JAMES DICKSON PHILLIPS, Circuit Judge:

Petitioners, who have been selected as potential witnesses in a criminal proceeding brought by the United States under 18 U.S.C. § 245 against several alleged members of the Ku Klux Klan and Nazi Party, have filed this action for a writ of mandamus requiring the district judge presiding over the criminal proceeding to vacate his order of January 5, 1984, which, inter alia, prohibited “potential witnesses]” from discussing their proposed trial testimony with members of the media. Petitioners contend that the district judge’s order (hereinafter gag order) amounts to an unconstitutional prior restraint of their right to free speech protected by the first amendment. Specifically, they argue that the gag order is unconstitutional because the district judge did not conduct an “evidentiary” hearing before entering the order or articulate specific factual findings as a basis for his decision; they also argue that the order is unconstitutionally overbroad and vague, and that it violates petitioners’ rights of free association. On January 10,1984, petitioners’ motion to stay the district court’s order pending appellate consideration of the mandamus petition was denied by a panel of this court, and the United States was directed to file a response to the petition by January 17, 1984. Having studied the briefs and considered the oral argument of counsel, we conclude that the January 5 order does not violate petitioners’ first amendment rights and we therefore deny the petition for writ of mandamus.

I

This petition grows out of an order issued by Judge Thomas A. Flannery, who is currently presiding over a federal criminal prosecution in the Middle District of North Carolina brought against several alleged Ku Klux Klansmen and/or Nazi Party members for putative civil rights violations arising out of a shooting that occurred in Greensboro, North- Carolina, on November 3, 1979, and that resulted in the deaths of five individuals. It is an understatement to say that the incident has generated a substantial amount of media attention and publicity. See generally In re Greensboro News Co., 727 F.2d 1320 (4th Cir.1984).
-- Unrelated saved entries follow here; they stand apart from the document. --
PR #12243, opened 2026-07-17
fix(memberlist): don't fail startup when a single node can't join (self-heal)

moogacs:
### What's being changed:
based on observation on rebalancing clusters. a single-node cluster treated a failed startup memberlist join as fatal error.

a pod reschedule the join target briefly resolves to the previous, now-dead pod IP, so the join fails, the node exits, gets a new IP, and chases the same stale address again,  **a crash loop** that only ends once Kubernetes DNS converges.

a single node cluster has no peer to wait for, so a failed join must not take it down. Retry the join for every
seed (a single node can also be racing DNS), and on failure log and continue instead of exiting: a single node bootstraps solo, a multi-node seed converges via the periodic rejoin. 

The retry window now comes from `RAFT_BOOTSTRAP_TIMEOUT` instead of a hardcoded 60s, so the gossip join and the raft bootstrap share one "wait for peers on restart" budget. 

Tradeoff: startup can now take longer, since the node retries the join until the correct IP resolves (up to `RAFT_BOOTSTRAP_TIMEOUT`) instead of failing fast.

### Review checklist

- [x] Chaos pipeline run or not necessary. Link to pipeline: https://github.com/weaviate/weaviate-chaos-engineering/actions/runs/29580869924

### DIFF
--- a/usecases/cluster/state.go
+++ b/usecases/cluster/state.go
@@ -112,8 +112,8 @@ type Config struct {
 	// RaftBootstrapExpect is used to detect split-brain scenarios and attempt to rejoin the cluster
 	// TODO-RAFT-DB-63 : shall be removed once NodeAddress() is moved under raft cluster package
 	RaftBootstrapExpect int
-	// BootstrapTimeout bounds the startup join retry; mirrors RAFT_BOOTSTRAP_TIMEOUT.
-	BootstrapTimeout time.Duration
+	// RaftBootstrapTimeout bounds the startup join retry; mirrors RAFT_BOOTSTRAP_TIMEOUT.
+	RaftBootstrapTimeout time.Duration
 }
 
 type AuthConfig struct {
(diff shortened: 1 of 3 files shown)


usecases/cluster/state.go
```diff
@@ -112,6 +112,8 @@ type Config struct {
 	// RaftBootstrapExpect is used to detect split-brain scenarios and attempt to rejoin the cluster
 	// TODO-RAFT-DB-63 : shall be removed once NodeAddress() is moved under raft cluster package
 	RaftBootstrapExpect int
+	// BootstrapTimeout bounds the startup join retry; mirrors RAFT_BOOTSTRAP_TIMEOUT.
+	BootstrapTimeout time.Duration
```
antas-marcin: nit: shouldn't this field be called `RaftBootstrapTimeout`?

antas-marcin (dismissed):

antas-marcin (approved):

Each petitioner in this case has received a notice from the Department of Justice that he or she may be required to testify in the criminal proceeding. Some of the witnesses were present at the incident in Greensboro and others are relatives of several of the individuals who were killed. Many of the petitioners are plaintiffs in two civil suits pending in federal court, one of which seeks damages and the other of which seeks the appointment of a special prosecutor to investigate allegations of a law enforcement conspiracy.

The gag order at issue in this case, as modified,1 provides in pertinent part:

3. Any person who is a potential witness in this case, as defined in subparagraph (a) below, SHALL NOT make any extrajudicial statement that relates to, concerns, or discusses the testimony such potential witnesses may give in this case, or any of the parties or issues such potential witness expects or reasonably should expect to be involved in this case, or the events leading up to and culminating in the shooting incident at Everitt and Carver Streets in Greensboro, North Carolina, on November 3, 1979, if such statement is intended for dissemination by means of public communication.

[1009]*1009(a) A “potential witness” is a person who has been notified by the government or by defendants that he or she may be called to testify in this cáse, or any person who has actually testified in this case.

(b) Potential witnesses SHALL NOT conduct any interviews with the print or electronic media during which such potential witness makes any statement, orally or in writing, that is proscribed by this paragraph of this Order.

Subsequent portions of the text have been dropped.